= Legend of the Centipede Lake =

Indonesian folk tale

The legend of the Centipede Lake (Danau Lipan) is a folk tale from Kalimantan that tells the story behind a region in the Muara Kaman district, Kutai Kertanegara Regency, East Kalimantan, Indonesia. Despite its name, the Centipede Lake is not a lake, but rather a large region grown with shrubs.

== Story ==
Long ago Muara Kaman was a sea, ruled by an ancient kingdom which established ports and sent ships within and outside the country. This kingdom had great trade, and was also famous for its beautiful princess. Her name was Putri Aji the White Blood (Putri Aji Berdarah Putih). She was given the nickname “White blood” because her skin was so white that when she swallowed betel water, the red colour of the water could be seen going down her throat.
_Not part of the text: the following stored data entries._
PR #1969, opened 2023-11-27
[fli-iam#1805] Set up service-account email at MS users start

youennmerel:


shanoir-ng-users/src/main/java/org/shanoir/ng/ShanoirUsersManagement.java
```diff
@@ -207,4 +218,30 @@ private UserRepresentation getUserRepresentation(final User user) {
...
+	 * Set up the email ${service-account.user.email}
+	 * of the keycloak user ${service-account.user.name} ('service-account-service-account')
+	 * associated with the keycloak client 'service-account'
+	 *
+	 * See service-account.user.* application properties
+	 */
+	private void setVIPServiceAccountEmail(){
+
+		final List<UserRepresentation> userRepresentationList = keycloak.realm(keycloakRealm).users().searchByUsername(this.vipSrvUsername, true);
+		if (userRepresentationList == null || userRepresentationList.isEmpty()) {
```
jcomedouteau, line 231: Small doubt here. Shouldn't we create this user if it does not exists ?

youennmerel: Hi @jcomedouteau,
This user is automatically created with service-account client.
If it does not exists, that mean the service-account is not set.
So i think creating it wouldn't have a lot of meaning here.

PR #1976, opened 2023-12-11
remove deprecated column

julien-louis:
This column is deprecated and only leads to confusion.
It was removed by this script : docker-compose/database/db-changes/datasets/0023_quality_control_modify_study_cards.sql

### DIFF
--- a/docker-compose/database/db-changes/datasets/0037_remove_deprecated_column.sql
+++ b/docker-compose/database/db-changes/datasets/0037_remove_deprecated_column.sql
@@ -1,0 +1,4 @@
+-- the rule_id column has been replaced by a join table and all associations has already been copied in it
+-- see docker-compose/database/db-changes/datasets/0023_quality_control_modify_study_cards.sql
+alter table study_card_condition drop foreign key FKpi8v33fmd0wn64e06q8it8pkv;
+alter table study_card_condition drop column rule_id;


julien-louis:
Also the tester might test this script bu manually executing it on qualif.

It is meant to fix some issues with the enums in existing studycards. Before applying the script, check studycards in the O***P instance. For exemple n°115 : 
image
or n°161 : 
image

(The script doesn't concern the data model, only the data, and will be executed only once, that's why it's not meant to versioned) 

script : 
```
-- in study_card_condition_join, delete references of rules that have no references in any assignment
-- (having no assignment make a study_card_rule useless)
-- (quality cards have another join table : quality_card_condition_join)
delete from study_card_condition_join where study_card_rule_id in (select id from study_card_rule where id not in (select rule_id from study_card_assignment));

-- delete rules that have no references in any assignment
delete from study_card_rule where id not in (select rule_id from study_card_assignment);

-- change modality type MR to MR_DATASET as it is the standard in Shanoir (see DatasetModalityType.java) (1 is defined in DatasetMetadataField.java)
update study_card_assignment set value = "MR_DATASET" where field = 1 and value like "MR";

-- fix the case for spin density
update study_card_assignment set value = "SPIN_DENSITY" where field = 7 and lower(value) like "spin_density" and value not like binary "SPIN_DENSITY";
```

michaelkain (approved):
Hi @julien-louis, the code review looks perfect, thank you! I approve and check on qualif during the test session, if it applies accordingly. With kind regards, Michael

PR #1983, opened 2023-12-13
refactoring in quality check on partial exam at import

julien-louis:
This is a fix of a bad code design from my last quality check pr. Here, instead of temporary replacing the acquisitions of an exam to apply it only on the newly imported data, I use a completely distinct class from Examination.


jcomedouteau:
To be reviewed by @LaurentPV

LaurentPV (approved):
Pas de regression constatée. Develop a merger sur la branche avant de merge.

PR #1998, opened 2023-12-15
if missing sop instance uid, generate one

julien-louis:


shanoir-ng-import/src/main/java/org/shanoir/ng/importer/dicom/ImagesCreatorAndDicomFileAnalyzerService.java
```diff
@@ -282,6 +283,10 @@ private void addImageSeparateDatasetsInfo(Image image, Attributes attributes) th
 			MultiframeExtractor emf = new MultiframeExtractor();
 			attributes = emf.extract(attributes, 0);
 		}
+		String sopInstanceUID = attributes.getString(Tag.SOPInstanceUID);
+		if (sopInstanceUID == null || sopInstanceUID.isEmpty()) {
+			sopInstanceUID = "GeneratedSopInstanceUID." + RandomStringUtils.randomAlphabetic(26);
```
michaelkain, line 288: Hi Julien, please use what is in shanoir-ng-anonymization to create a sopInstanceUID. I am wondering, if the above will even enter into the pacs. Thank you, Michael

michaelkain, line 288: Hi Julien, please use what is in shanoir-ng-anonymization to create a sopInstanceUID. I am wondering, if the above will even enter into the pacs. Thank you, Michael

jcomedouteau:
This should be closed as already resolved.

Issue #1943, opened 2023-11-09
Web GUI (Angular), CT Import: centers: find existing and add to study or creation: use DICOM information


michaelkain:
Hi @pierrehenri-dauvergne, I hope you are doing fine.
As you know, I am currently working on ShUp, imports and auto-creation of SCs, centers, equipments.
I made a test with CT data. We display in the clinical context the center information coming from the
DICOM, see my screenshot. 1) It would be great to pre-select a matching center if it exists, and add it
to the study, in the worst case (CHRU Lille already exists in db as center) 2) propose a new center creation, but use the DICOM information when I click on create center, where today everything is empty, see my next screenshot.
I will implement the same behavior on ShUp.
With kind regards, Michael

michaelkain:
by the way, for the creation of the acquisition equipment, the serial number is pre-filled from the dicoms

PR #2011, opened 2024-01-10
shanoir-issue#1943: send dicom data to pre-fill center and acq equipment forms during imports

pierrehenri-dauvergne:
Fix issue #1943

I haven't been able to test the import of a CT Dicom that contains a device serial number (I don't have the data).

How to test:
Import a DICOM
Select a zip file of CT dataset
Select the CT series
On step 3 of import, add a center
The 'create center' form should be pre-filled with the DICOM's data (InstitutionName and InstitutionAddress) if not empty
Once the center is selected, create an acquisition equipment, it should also be pre-fill with the serial number (Device Serial Number in DICOM metadata)


shanoir-ng-front/src/app/acquisition-equipments/acquisition-equipment/acquisition-equipment.component.ts
```diff
@@ -112,6 +115,10 @@ export class AcquisitionEquipmentComponent extends EntityComponent<AcquisitionEq
     }
 
     buildForm(): UntypedFormGroup {
+        if (this.fromImport) {
```
julien-louis, line 118: I think It doesn't belong here, buildForm is for building the form object.

Imo it would be better in initCreate() or even in prefill() which is called by initCreate()

shanoir-ng-front/src/app/centers/center/center.component.ts
```diff
@@ -66,6 +69,10 @@ export class CenterComponent extends EntityComponent<Center> {
     }
 
     buildForm(): UntypedFormGroup {
+        if (this.fromImport) {
```
julien-louis, line 72: better in initCreate()

julien-louis (changes requested):

shanoir-ng-front/src/app/import/clinical-context/clinical-context.abstract.component.ts
```diff
@@ -483,6 +483,10 @@ export abstract class AbstractClinicalContextComponent implements OnDestroy, OnI
         studyCenter.study = this.study;
         let newCenter = new Center();
         newCenter.studyCenterList = [studyCenter];
+        if (this.importedCenterDataStr != null) {
```
julien-louis, line 486: :+1:

julien-louis (approved):

PR #1970, opened 2023-11-27
#1968-Download-refactoring Refactor code to better manage dataset download

jcomedouteau:

PR #2013, opened 2024-01-10
Shanoir issue#1968 download refactoring

julien-louis:
this replaces https://github.com/fli-iam/shanoir-ng/pull/1970


shanoir-ng-datasets/src/main/java/org/shanoir/ng/download/WADODownloaderService.java
```diff
@@ -399,26 +351,25 @@ public AcquisitionAttributes<Long> getDicomAttributesForAcquisition(DatasetAcqui
 		return dAcquisitionAttributes;
 	}
 
-	static String extractInstanceUID(String url) {
```
julien-louis, line 402: @jcomedouteau I think StringUtils have better performances than regexp here. I think I even measured it.

Do you think the code was malfunctioning ?

jcomedouteau: No, I think it's a mistake from the merge (or from my PR I'm not sure), but we need to keep your code !

julien-louis:
Ok I have tested and I approve the pr

PR #2015, opened 2024-01-12
add check of zip 500 limit

julien-louis:


julien-louis:
@pierrehenri-dauvergne I think it's fixed now

pierrehenri-dauvergne:
How I test (on chrome and windows):
On solr, filter the datasets by study: ucan and by subject: ucan_16_025
I select the first 100 datasets and click "download"

I checked without checking "unzip" and still got 'file_path_too_long' issue on 4 datasets
I tried checking "unzip" and got 100 errors with file_path_too_long'
I tried checking "unzip" and checking "short path" and still got "file_path_too_long' error for 7 datasets (id 445886, 445911, 495584, 495604, 495620, 495622 and 495638).

pierrehenri-dauvergne:
Tested on qualif:
Filter by study and subject on solr, select 100 datasets and click 'download'

**On firefox** : "missing start boundary" and "Could not download dataset as dicom" errors. Job page says every dataset was downloaded but error.json file says otherwise

**On chrome** : 67 OK and 33 errors ("file path too long" or "missing boundary")
-- check 'unzip' : 0 OK and 100 errors ("file path too long" or "missing boundary")
-- check 'unzip' and 'short path' : 70 OK and 30 errors ("missing boundary" only)

julien-louis:
after testing with @pierrehenri-dauvergne :  

* "missing boundary" is an error from the back, currently on investigation in https://github.com/fli-iam/shanoir-ng/issues/2128 and in the pr https://github.com/fli-iam/shanoir-ng/pull/2129
* "file path too long" sometimes can not be avoided but there is maybe still something to do : a short name option for zip files (already available for unzip option)
* when dl with firefox, the presence of a ERROR.json file in the zip is not reported in jobs, will add that

julien-louis:
@pierrehenri-dauvergne I've made the two upgrades

pierrehenri-dauvergne (approved):

PR #2024, opened 2024-01-17
remove sequence number duplicates in db_changes

julien-louis:


julien-louis:
I think the check doesn't accept changes in old .sql

PR #2045, opened 2024-01-26
Less task requests

julien-louis:
instead of reloading all tasks at every task update, just update the one task

Please check the tasks behaviour with every task related actions :
* download
* quality check
* import
* copy datasets

check : 
* left menu current tasks
* tasks table is live updated
* task details is live updated

if you look at the network tab in debug tools, the number of request and the volume of data will be reduced by this pr


julien-louis:
I first tested it with dataset copy tasks, wich is not merged yet but therer was a bug with dates (dates missing), I will have to fix that in time

pierrehenri-dauvergne:
Tested this PR in my local env and there are less task request for all (copy datasets, imports, downloads, quality checks) but:

- Copy datasets: the 'creation date' and 'last update date' fields are empty
- Imports: same
- Downloads: progress shows "%NaN" for a while at the begining of download (on firefox) + some errors in console (ZipPacsFileException: Received 404 NOT_FOUND from PACS)
- Quality check: also missing creation/last update fields and I got an error at 96% progress saying "setting quality subject tags" and console says "data too long for column 'report'."

image

julien-louis:
@pierrehenri-dauvergne so the problem you had when the datasets weren't check is imo not linked to this pr, I have create an issue. https://github.com/fli-iam/shanoir-ng/issues/2152

Is there other problems ?

pierrehenri-dauvergne (approved):

PR #2053, opened 2024-01-30
Correct execution status typo

youennmerel:


youennmerel:
see https://github.com/fli-iam/shanoir-ng/pull/2054

Issue #2916, opened 2025-07-17
Preclinical: create subject/examination issue


michaelkain:
Caused by: org.shanoir.ng.shared.exception.ShanoirException: Failed to create subject. Animal subject can't be created.
	at org.shanoir.ng.preclinical.subjects.controller.AnimalSubjectApiController.createSubject(AnimalSubjectApiController.java:132)
	at org.shanoir.ng.preclinical.subjects.controller.AnimalSubjectApiController.createAnimalSubject(AnimalSubjectApiController.java:91)
	... 101 common frames omitted
Caused by: org.shanoir.ng.shared.exception.ShanoirException: Created subject id is null.
	at org.shanoir.ng.preclinical.subjects.service.AnimalSubjectServiceImpl.createSubject(AnimalSubjectServiceImpl.java:130)
	at org.shanoir.ng.preclinical.subjects.controller.AnimalSubjectApiController.createSubject(AnimalSubjectApiController.java:128)
	... 102 common frames omitted

fragkiadamis:
Update from test session 02/12/2025:

Preclinical subject creation fails with:

2025-12-02T13:29:50.855Z ERROR 1 --- [mcat-handler-17] o.s.n.s.c.GlobalExceptionHandler : Unexpected error in the rest service.
2025-12-02T13:29:50.861647245Z
2025-12-02T13:29:50.861660819Z org.springframework.http.converter.HttpMessageNotReadableException: JSON parse error: Cannot deserialize value of type java.time.LocalDate from String "2015-03-09T00:00:00.000Z": Failed to deserialize java.time.LocalDate: (java.time.format.DateTimeParseException) Text '2015-03-09T00:00:00.000Z' could not be parsed, unparsed text found at index 10
2025-12-02T13:29:50.861682389Z

PR #2965, opened 2025-08-13
#2916 : missing * for required property fixed

DuckflipXYZ:
Tested in local and qualif, seems fine, no NgModel error raised anymore.


julien-louis:
fixed in the refacto

PR #2991, opened 2025-08-27
set custom selection model for dicomTree to allow only unique patient selection

LaurentPV:
In SHUP, user cannot select multiple DICOM studies or series from different patients.

Multiple selections in the dicom query tree can only be made if they come from the same patient.

To test : 
Query a PACS from ShanoirUploader and try to select multiple nodes from several patients.


michaelkain (approved):
Hi @LaurentPV, thank you for this clean PR. locally tested and it works.
With kind regards, Michael

PR #2992, opened 2025-08-27
Upgrade docker actions

a-ba:
This partially  fixes the freeze we haven when building the production images (the freeze still happens, but after the images are pushed)
See https://github.com/fli-iam/shanoir-ng/actions/runs/17263394694
No change for the qualif images (they still build normally).

Also fixes warnings in the dockerfile.


michaelkain (approved):
Hi @a-ba, perfect, thank you!

PR #3014, opened 2025-09-05
check value change of center / serialNumber

pierrehenri-dauvergne:
How to test:

Open an equipment
Edit
Change the center: the "update" button should be available

The same should happen with the serialNumber field

image

### DIFF
--- a/shanoir-ng-front/src/app/acquisition-equipments/acquisition-equipment/acquisition-equipment.component.ts
+++ b/shanoir-ng-front/src/app/acquisition-equipments/acquisition-equipment/acquisition-equipment.component.ts
@@ -217,6 +217,18 @@ export class AcquisitionEquipmentComponent extends EntityComponent<AcquisitionEq
     viewCenter(center: Center) {
         this.router.navigate(['center/details/' + center.id]);
     }
+
+    onCenterChange() {
+        console.log("center change");
+        this.form.markAsDirty();
+        this.form.updateValueAndValidity();
+    }
+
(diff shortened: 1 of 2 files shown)


shanoir-ng-front/src/app/acquisition-equipments/acquisition-equipment/acquisition-equipment.component.ts
```diff
@@ -30,7 +30,8 @@ import { ManufacturerModel } from '../shared/manufacturer-model.model';
 import { ManufacturerModelService } from '../shared/manufacturer-model.service';
 import { Center } from '../../centers/shared/center.model';
 import { ManufacturerModelPipe } from '../shared/manufacturer-model.pipe';
-
+import {of, timer} from "rxjs";
+import {catchError, map, switchMap} from "rxjs/operators";
```
julien-louis: please put a space after { and before }

julien-louis (changes requested):
I think the reason of the bug is the unicity check in edit falsely invalidate the current (manuf + serial) tuple. I mean you shouldn't be able to set an existing tuple to your equipment UNLESS it is the tuple currently saved in the db for this equipment we want to edit.

So, `uniqueEquipmentValidator` needs to deal with that case (it doesn't now and that is the problem). Maybe save the tuple as private propertie(s) in the component in `initEdit()` then in the validator, if the checked tuple equals this one, return null (null = valid).

The you can remove the manual uniqueEquipmentValidator and markAsDirty

PR #3032, opened 2025-09-22
fix uploader unit tests : update surefire

julien-louis:
Update surefire and specify the version for the uploader.

The version used was not compatible anymore and the `@BeforeAll public static void setup()` was not executed.

### DIFF
--- a/shanoir-ng-back/pom.xml
+++ b/shanoir-ng-back/pom.xml
@@ -192,10 +192,6 @@ along with this program. If not, see https://www.gnu.org/licenses/gpl-3.0.html
 			<plugin>
 				<groupId>org.apache.maven.plugins</groupId>
 				<artifactId>maven-surefire-plugin</artifactId>
-				<version>3.0.0-M9</version>
-				<configuration>
-					<useSystemClassLoader>false</useSystemClassLoader><!-- due to a bug with openJDK -->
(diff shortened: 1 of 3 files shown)


michaelkain:
Hi @julien-louis,
thank you for this PR. Could you please give us some context on the issue?
Has it happened locally? Is it an issue on qualif or Github? develop seems to compile and normally the unit tests run.
With kind regards, Michael

julien-louis:
> Hi @julien-louis, thank you for this PR. Could you please give us some context on the issue? Has it happened locally? Is it an issue on qualif or Github? develop seems to compile and normally the unit tests run. With kind regards, Michael

Hi I'm not sure, I think it didn't fail in GitHub but has failed for a long time on my setup. On my computer the effective version of Surefire was very old and not compatible with the other libs (I believe JUnit). This silentely make the `@BeforeAll` to never be executed, provoking a test failure. The AI explained that as the Surefire version was not configured for the ShanoirUploader, the effective Surefire version was a **default value that depends on the maven version**. So maybe the maven version of Anthony is greater than mine and the default value for the Surefire plugin was compatible. I coulnd'nt find this version, mine is 3.8.7, providing a default surefire 2.12.4. The PR force a compatible version (I took the spring boot version).

PR #3041, opened 2025-09-23
Allow users to type in the study's name at import

pierrehenri-dauvergne:
How to test:

Open import page
Select zip, go to step 3
Instead of selecting a study, click on the input field and start typing a study's name
No error is thrown, you can select the study and finish the import
image

This PR also includes the ability to type in the name of centers, study cards, equipment and subjects
This PR also includes the alphabetical order of studies, centers, study cards, equipments and subjects

### DIFF
--- a/.github/workflows/checkstyle.yml
+++ b/.github/workflows/checkstyle.yml
@@ -1,4 +1,4 @@
-name: Checkstyle Java Code
+name: Check code style
 
 on:
   push:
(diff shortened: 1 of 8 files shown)


shanoir-ng-front/src/app/import/clinical-context/clinical-context.abstract.component.ts
```diff
@@ -366,43 +370,52 @@ export abstract class AbstractClinicalContextComponent implements OnDestroy, OnI
...
-            this.acquisitionEquipment = options[0].value;
+            newValue = options[0].value;
         }
+
         let founded = options?.find(option => option.compatible)?.value;
         if (founded) {
-            this.acquisitionEquipment = founded;
+            newValue = founded;
         }
+        Promise.resolve().then(() => {
```
julien-louis, line 383: `Promise.resolve().then()` seems useless to me, use directly `            this.acquisitionEquipment = newValue;`

pierrehenri-dauvergne: In this case, I added this to prevent the ExpressionChangedAfterItHasBeenCheckedError. I have this error when I select a center that has some equipment then select a center without equipment. The value of this.acquisitionEquipment go from a value to null in the same angular cycle, which throws the error mention above. By doing this Promise.resolve().then(), we change the value in another angular cycle. It could also be done with a setTimeout() but I saw elsewhere in the code that we often used Promise.resolve() so I did the same.

PR #3075, opened 2025-10-01
Fix subjects in ms-datasets

pierrehenri-dauvergne:
Before running this script we have this:
image

Some subject have a study_id = null in datasets.
The subjects with this are the one that used to be in multiple studies. Since the single-study subject was started, we split subjects that used to be in multiple studies into multiple subject with a different study_id.
Something was missing in the script and we ended up with NULL values.

Also, some mixing up of the study_id of the newly created subject (here, subject with id=1 should have study_id=45 instead of 2).

After running the script:
image


michaelkain:
Hi,
after a lot of comparison and testing and 2 meetings. Error in previous migration script found
and fix is working on all columns in ms.datasets, so I approve. With kind regards, Michael

michaelkain (approved):

PR #3084, opened 2025-10-08
DICOMWeb STOW-RS (Extension for Karnak)

michaelkain:
Voted on the roadmap.

Depends on this pull request, to merge before: https://github.com/fli-iam/shanoir-ng/pull/2125
Usage of existing StudyInstanceUIDs and SeriesInstanceUIDs is necessary.

- Contains: **harmonize usage of dcm4che library**, now all using 5.31.1 as version and moved dependencies to ng-back
- Contains **bug fix for BIDS-import** (not working anymore after single-study-subject)
- MS Datasets: index datasets to Solr without using RabbitMQ (unnecessary (and slow) as all in same microservice)

Tests

- [x] Import of 1 DICOM serie works (all in viewer, all in download after) 
- [x] Test with very big DICOM study (30 series, 2.500 DICOM files): 3 minutes run-time
- [x] File-by-file comparison with sample1.zip (web import zip vs. STOW-RS): all equal 2.535 images in total)
- [x] Add StudyCenter in case new center added via DICOMWeb import
- [x] Tested with Enhanced DICOM MR

Regression tests:
- [x] Regression test with DICOM SEG in viewer OHIF (segmentation view)
- [x] Regression test with DICOM SR in viewer OHIF (standard view)
- [x] Create new center (no study): replicated to MS Datasets
- [x] Edit study add/remove center: replicated to MS Datasets
- [x] Create study, add center: replicated to MS Datasets
- [x] Delete center in MS Studies: replicated to MS Datasets (now working, fix in here)

### DIFF
--- a/docker-compose/database/db-changes/datasets/0061_stowrs.sql
+++ b/docker-compose/database/db-changes/datasets/0061_stowrs.sql
@@ -17,12 +17,12 @@ CREATE TABLE study_center (
 );
 
 INSERT IGNORE INTO `center` (id)
-SELECT DISTINCT center_id 
-FROM studies.study_center 
-WHERE center_id NOT IN (SELECT id FROM `center`);
+SELECT DISTINCT id 
+FROM studies.center 
+WHERE id NOT IN (SELECT id FROM `center`);
 
 # Replicate study_center into MS Datasets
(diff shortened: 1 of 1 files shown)


fragkiadamis:
I tested the DICOM SEG & SR importation and it works fine

PR #3100, opened 2025-10-15
Keycloak MFA

pierrehenri-dauvergne:
How to test:

Login and see if the shanoir theme is unchanged
MFA should be asked

This PR includes lots of changes in .ftl files because they weren't up to date with keycloak current version.
I tested it in neurinfo qualif and I just had to set to "required" the OTP config in keycloak. After that, when I logged in I got redirected to the MFA page, I used my phone to register and it worked well. After login out and login back in, I had to enter the code from my phone's app.


michaelkain:
Dear @fragkiadamis,
I hope you are doing fine. It would be really great to merge this big dev effort into develop,
to allow 2-FA with Shanoir and Keycloak. It is de-activated by default, but we have one instance
waiting for this feature. Could you please solve the conflict, luckily only in .yml, test it and merge it,
it it works? The feature should by default NOT be activated and will not at the moment be used on
our instances Neurinfo and OFSEP. But instance/server owners should be able to switch it on in Keycloak.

Hearing of the beauty of Putri Aji, the king of China decided to propose to the princess. He gathered his troops on large ships and left for Muara Kaman, wanting to make an impression. When Putri Aji heard that the king of China was coming to her country, she prepared a welcoming party. The king was welcomed with great celebration, with food, drinks, and dances.

Anticipating the purpose of the Chinese king, Putri Aji gave him a warm welcome. However, she was repelled by the king's barbaric behaviour. He even ate food straight from the bowls without using his hands. “Huh! The king of China acts like an animal! What a waste, greeting him like that”. Putri Aji said.

After eating, the king of China proposed to Putri Aji. However, Putri Aji, disgusted by the behaviour of the king, refused, saying “I don’t want to be the empress of a king who is dirty and does not know manners.” Her answer made the king angry. He left Muara Kaman and went back to China.

However, the king wanted vengeance for his humiliation, and assembled a massive invasion force to take over Putri Aji's kingdom. Putri Aji mobilized her troops and prepared for battle. A battle ensued when the Chinese arrived. Both sides suffered heavy casualties, but Putri Aji's forces lost more men than the Chinese fleet . If the battle continued, however, Putri Aji's forces would be crushed, and nothing would stand in the king's way.

Out of options, Putri Aji took betel from a container and chewed it while chanting a mantra. “If the power passed on to me by my ancestors is true, then turn my betel nut into a ferocious centipede that attacks the troops from China.” She chanted. After her incantation, she spat the betel out all over the area. The pieces of betel that she spat became centipedes that attacked the Chinese soldiers. The number of centipedes continued to increase, even reaching millions.

Afraid, the king of China and his troops ran for their ships to evacuate. However, the centipedes didn't stop their attack. They jumped on the king's massive ship and sank it, drowning all the soldiers with it. The place where the ship sank became a field, overgrown with plants. The water trapped was named the Centipede Lake, in memory of this incident.

== Moral ==
This story contains 2 main lessons: do not be rude to your guest and do not seek vengeance. In Indonesia, it is very rude for a person to eat directly from a container. This teaches those who hear this story how to behave in an Indonesian dining session. Furthermore, this story shows the dangers of needlessly seeking revenge. The king of China tried to take revenge for his hurt ego by invading Putri Aji's nation, but the story shows that the attempt backfired severely. This teaches the readers that they need to know when to accept their fault and move on.